PR #153, opened 2018-11-06
Optionally discard geo_city based on presence in a city size file

### LINKED ISSUE #144: Optionally discard geo_city based on presence in a city size file
https://github.com/mozilla-services/lua_sandbox_extensions/blob/master/moz_ingest/io_modules/decoders/moz_ingest/common.lua#L26-L28

jklukas:
Closes #144

I realized a slightly improved way of accessing a single file via the
Beam FileSystems API and decided it's simple enough to use directly rather
than wrapping up in a utility class, so `util/File.java` goes away here.

The sample city file for `milton` is taken from [lua_sandbox_extensions]
(https://github.com/mozilla-services/lua_sandbox_extensions/blob/e9a472704a88cf7f714ba4974436701558850c44/moz_ingest/tests/cities1000-test.txt)


ingestion-beam/src/main/java/com/mozilla/telemetry/decoder/GeoCityLookup.java
```diff
@@ -81,14 +100,20 @@ public PubsubMessage apply(PubsubMessage value) {
           foundCity.inc();
 
           attributes.put("geo_country", response.getCountry().getIsoCode());
-          attributes.put("geo_city", response.getCity().getName());
+
+          City city = response.getCity();
+          if (cityAllowed(city.getGeoNameId())) {
+            attributes.put("geo_city", response.getCity().getName());
```
relud:
```suggestion
            attributes.put("geo_city", city.getName());
```

relud:
>I realized a slightly improved way of accessing a single file via the
Beam FileSystems API and decided it's simple enough to use directly rather
than wrapping up in a utility class, so util/File.java goes away here.

awesome!

PR #156, opened 2018-11-06
Replace CompositeTranform with Beam's PTranform.compose

### LINKED ISSUE #155: Remove CompositeTransform
We now have `PTransform.compose` in the Beam API, so can replace all usage.

jklukas:
Closes #155


.circleci/config.yml
```diff
@@ -95,7 +95,7 @@ jobs:
         command: cd ingestion-beam && mvn clean test
     - run:
         name: Report code coverage
-        command: bash <(curl -s https://codecov.io/bash) -F ingestion-beam
+        command: bash <(curl -s https://codecov.io/bash) -F beam
```
relud: why?

jklukas: Apparently, dashes are not allowed:

https://docs.codecov.io/docs/flags#section-how-to-create-flags

jklukas: codecov is currently ignoring this upload due to the bad flag name

PR #157, opened 2018-11-06
Report code coverage for ingestion-edge

### LINKED ISSUE #123: Setup code coverage reporting for ingestion-edge

jklukas:
Closes #123

### DIFF
--- a/ingestion-edge/docker-compose.yml
+++ b/ingestion-edge/docker-compose.yml
@@ -38,12 +38,13 @@ services:
       ]
   test:
     image: *image
-    entrypoint: py.test
+    entrypoint: pytest
     command:
     - --flake8
     - --docstyle
     - --mypy
     - --mypy-ignore-missing-imports
+    - --cov=./
     depends_on:
     - pubsub
     - web
--- a/ingestion-edge/docker/pytest-upload-coverage
+++ b/ingestion-edge/docker/pytest-upload-coverage
@@ -1,0 +1,8 @@
+#!/bin/bash
+
+# Wrapper for pytest that also submits coverage data.
+
+set -eox pipefail
+
+pytest "$@"
+bash <(curl -s https://codecov.io/bash) -F ingestion_edge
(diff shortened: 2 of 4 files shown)


ingestion-edge/docker-compose.yml
```diff
@@ -38,15 +38,12 @@ services:
...
-    - --flake8
-    - --docstyle
-    - --mypy
-    - --mypy-ignore-missing-imports
+    entrypoint: bin/test
     depends_on:
     - pubsub
     - web
+    env_file:
+    - docker-compose.test.env
```
relud: I think we should leave this as part of the circle config, or make it `env: {CIRCLE: "${CIRCLE}"}` so that this file doesn't get applied when locally running `docker-compose` after locally running `circleci build --job ingestion-edge`

ingestion-edge/bin/test
```diff
@@ -0,0 +1,14 @@
+#!/bin/bash
+
+set -eox pipefail
+
+py.test \
+    --flake8 \
+    --docstyle \
+    --mypy \
+    --mypy-ignore-missing-imports \
+    --cov=./
```
relud: I think we should leave these args in docker-compose, and here use `"$@"` so that `docker-compose run --no-deps --rm test tests` continues to work as expected

ingestion-edge/docker-compose.yml
jklukas: Refactored to have a docker-compose.circleci.env that contains all the changes specific to running in CI

ingestion-edge/bin/test
jklukas: Done.

ingestion-edge/docker/pytest-upload-coverage
```diff
@@ -0,0 +1,8 @@
+#!/bin/bash
+
+# Wrapper for pytest that also submits coverage data.
+
+set -eox pipefail
+
+pytest $@
```
relud:
```suggestion
pytest "$@"
```

relud: this will make bash expansion preserve argument groups, in case they contain spaces.

PR #163, opened 2018-11-06
Make ingestion-edge metadata headers configurable

### LINKED ISSUE #13: Make edge server's metadata headers configurable

relud:
fixes #13

### DIFF
--- a/.circleci/config.yml
+++ b/.circleci/config.yml
@@ -53,7 +53,7 @@ jobs:
           docker-compose
           up
           --build
-          --exit-code-from test
+          --abort-on-container-exit
           --force-recreate
           --quiet-pull
         environment:
--- a/ingestion-edge/ingestion_edge/config.py
+++ b/ingestion-edge/ingestion_edge/config.py
@@ -49,3 +49,13 @@ ROUTE_TABLE = [Route(*route) for route in json.loads(environ.get("ROUTE_TABLE", 
 QUEUE_PATH = environ.get("QUEUE_PATH", "queue")
 
 MINIMUM_DISK_FREE_BYTES = int(environ.get("MINIMUM_DISK_FREE_BYTES", 0)) or None
+
+METADATA_HEADERS = {
+    header: header.replace("-", "_")
+    for raw in environ.get(
+        "METADATA_HEADERS",
+        "content-length,dnt,date,user-agent,x-forwarded-for,x-pingsender-version",
+    ).split(",")
+    for header in (raw.strip().lower(),)
+    if header
+}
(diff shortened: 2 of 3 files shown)


.circleci/config.yml
```diff
@@ -53,7 +53,7 @@ jobs:
           docker-compose
           up
           --build
-          --exit-code-from test
+          --abort-on-container-exit
```
relud: i had something cause `web` to exit before `test` could be started and it returned 0 because test wasn't run >_<. this flag is a subset of `--exit-code-from=<container>` that appears to use the exit code of the container that caused the abort, which is what we want.

ingestion-edge/ingestion_edge/publish.py
```diff
@@ -123,13 +127,11 @@
...
-            content_length=request.headers.get("Content-Length"),
-            date=request.headers.get("Date"),
-            dnt=request.headers.get("DNT"),
             host=request.host,
-            user_agent=request.headers.get("User-Agent"),
-            x_forwarded_for=request.headers.get("X-Forwarded-For"),
-            x_pingsender_version=request.headers.get("X-Pingsender-Version"),
+            **{
+                attr: request.headers.get(header)
+                for header, attr in metadata_headers.items()
```
relud: i chose to require `header` and `attr` separately so the server doesn't need to execute `header.replace("-","_")` all the time

we could instead modify the decoder to use dashes or modify `config.py` to generate the map from a list, this was just the easiest way to implement it.

ingestion-edge/ingestion_edge/config.py
```diff
@@ -49,3 +49,17 @@ class Route:
...
+            "METADATA_HEADERS",
+            '{"Content-Length":"content_length",'
+            '"DNT":"dnt",'
+            '"Date":"date",'
+            '"User-Agent":"user_agent",'
+            '"X-Forwarded-For":"x_forwarded_for",'
+            '"X-Pingsender-Version":"x_pingsender_version"}',
+        )
+    )
+)
```
jklukas: I'd prefer a triple-quoted string here to make this more readable. Perhaps ideal would be breaking out the default:

```
METADATA_HEADERS_DEFAULT = '''
{
  "Content-Length": "content_length",
  ...
}
'''

METADATA_HEADERS = dict(json.loads(environ.get("METADATA_HEADERS", METADATA_HEADERS_DEFAULT)))
```

ingestion-edge/ingestion_edge/publish.py
jklukas: If we know we always want the attr name to follow this format, then I like the idea of generating this map in `config.py`. Especially if that lets us change the `METADATA_HEADERS` format to be a comma-separated string rather than a full json blob.

ingestion-edge/ingestion_edge/config.py
relud: i used a comma-separated string instead, and i feel like that addresses the readability. lmk if you still think it should be separated.

jklukas: That looks great.

PR #387, opened 2019-01-23
Improve the error collection interface

### LINKED ISSUE #241: Closer consideration of naming transforms
Reading through some of the naming logic in the Beam codebase, it looks like it does a pretty good job of inferring display names for transforms.

I'm running a test right now where I remove most of the explicit names in our `.apply("explicit name", transform)` calls. The Dataflow console generally shows the class name (like ParseUri) in this case:

screen shot 2018-11-28 at 2 03 00 pm

I'd argue that letting beam supply the class name in most cases makes for a better experience. What you see in the console directly relates to the class name being executed. In the case of `AnonymousTransform`, we can certainly still supply explicit names to aid in comprehension.

### LINKED ISSUE #386: Route duplicate messages to separate pcollection
in #385 we added filtering to drop duplicates, but it happens after routing to the error pcollection and transforming the message into a error message. it would be more efficient if we just routed duplicates differently from other exceptions, so that we could ignore the duplicates pcollection instead of filtering.

jklukas:
See the new WithErrors class for the main new concept here.
The transforms that emit errors now return a result that has an errorsTo()
method that makes their usage in the top-level Sink and Decoder pipelines
simpler.

This also closes #386 as it refactors the Deduplicate.java code to use the
new error interface.

All the logic for our inputs and outputs have been factored into an io module
and also now use the new error interface consistently.

These refactorings also aid in how the pipeline is displayed in the dataflow UI
so I've removed most of the explicit string names as we apply transforms
since the class names are now instructive. Thus also closes #241.


ingestion-beam/src/main/java/com/mozilla/telemetry/decoder/Deduplicate.java
```diff
@@ -4,128 +4,169 @@
...
+          TupleTag<PubsubMessage> errorTag) {
+        return new AutoValue_Deduplicate_RemoveDuplicates_Result(tuple, outputTag, duplicateTag, errorTag);
+      }
+
+      /**
+       * Ignore the collection of duplicates and return a {@link Result} of just the
+       * non-duplicate output and the errors.
+       */
+      public WithErrors.Result<PCollection<PubsubMessage>> ignoreDuplicates() {
+        return WithErrors.Result.of(tuple().get(outputTag()), outputTag(), tuple().get(errorTag()), errorTag());
```
relud: I don't see where `WithErrors.Result.of` is defined to tag pairs of pcollections and tags. could you explain to me what's happening here?

ingestion-beam/src/main/java/com/mozilla/telemetry/Sink.java
```diff
@@ -50,14 +50,14 @@ public static PipelineResult run(SinkOptions.Parsed options) {
 
     // Trailing comments are used below to prevent rewrapping by google-java-format.
     pipeline //
-        .apply("input", options.getInputType().read(options)) //
-        .addErrorCollectionTo(errorCollections).output() //
+        .apply(options.getInputType().read(options)).errorsTo(errorCollections) //
```
relud: :tada: this is a lot nicer

ingestion-beam/src/main/java/com/mozilla/telemetry/io/Read.java
```diff
@@ -0,0 +1,59 @@
...
+      return input //
+          .apply(PubsubIO.readMessagesWithAttributes().fromSubscription(options.getInput()))
+          .apply(ToPubsubMessageFrom.identity());
+    }
+  }
+
+  /** Implementation of reading from local or remote files. */
+  public static class FileInput extends Read {
+
+    private final SinkOptions.Parsed options;
```
relud:
```suggestion
    private final Parsed options;
```

ingestion-beam/src/main/java/com/mozilla/telemetry/io/Read.java
```diff
@@ -0,0 +1,59 @@
...
+ * Implementations of reading from the sources enumerated in {@link
+ * com.mozilla.telemetry.options.InputType}.
+ */
+public abstract class Read
+    extends PTransform<PBegin, WithErrors.Result<PCollection<PubsubMessage>>> {
+
+  /** Implementation of reading from Pub/Sub. */
+  public static class PubsubInput extends Read {
+
+    private final SinkOptions.Parsed options;
```
relud:
```suggestion
    private final Parsed options;
```

ingestion-beam/src/main/java/com/mozilla/telemetry/io/Read.java
```diff
@@ -0,0 +1,59 @@
...
+          .apply(ToPubsubMessageFrom.identity());
+    }
+  }
+
+  /** Implementation of reading from local or remote files. */
+  public static class FileInput extends Read {
+
+    private final SinkOptions.Parsed options;
+
+    public FileInput(Parsed options) {
```
relud: `com.mozilla.telemetry.io.Read` methods are accepting `Parsed options`, while `com.mozilla.telemetry.io.Write` methods are accepting individual options. We should probably do one or the other.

## Activity
Check each line of the entries for the string "single". Copy the lines that have it.

## Response area
I realized a slightly improved way of accessing a single file via the
>I realized a slightly improved way of accessing a single file via the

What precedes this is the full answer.